[Items from a data source]
※
PR #12627, opened 2024-05-30
Support special path for device TTL

choubenson:
This pr accomplishes two things as following:
- support special path for device ttl, eg: `root.db.'test.device'`
- use a more efficient interface for DataNodeTTLCache.

### DIFF
--- a/iotdb-core/datanode/src/main/java/org/apache/iotdb/db/storageengine/dataregion/utils/TsFileResourceUtils.java
+++ b/iotdb-core/datanode/src/main/java/org/apache/iotdb/db/storageengine/dataregion/utils/TsFileResourceUtils.java
@@ -122,8 +122,8 @@ public class TsFileResourceUtils {
   }
 
   public static boolean validateTsFileIsComplete(TsFileResource resource) {
-    if (!resource.getTsFile().exists()
-        || resource.getTsFile().length()
+    if (resource.getTsFile().exists()
+        && resource.getTsFile().length()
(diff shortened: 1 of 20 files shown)


iotdb-core/datanode/src/main/java/org/apache/iotdb/db/storageengine/dataregion/utils/TsFileResourceUtils.java
```diff
@@ -122,8 +122,8 @@ public static boolean validateTsFileResourceCorrectness(TsFileResource resource)
   }
 
   public static boolean validateTsFileIsComplete(TsFileResource resource) {
-    if (!resource.getTsFile().exists()
-        || resource.getTsFile().length()
+    if (resource.getTsFile().exists()
+        && resource.getTsFile().length()
```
※
#### [Work instructions]
Among the records, find every line with the word "public" and copy it.

#### [Response to this exercise]
@@ -122,8 +122,8 @@ public class TsFileResourceUtils {
   public static boolean validateTsFileIsComplete(TsFileResource resource) {
@@ -122,8 +122,8 @@ public static boolean validateTsFileResourceCorrectness(TsFileResource resource)
   public static boolean validateTsFileIsComplete(TsFileResource resource) {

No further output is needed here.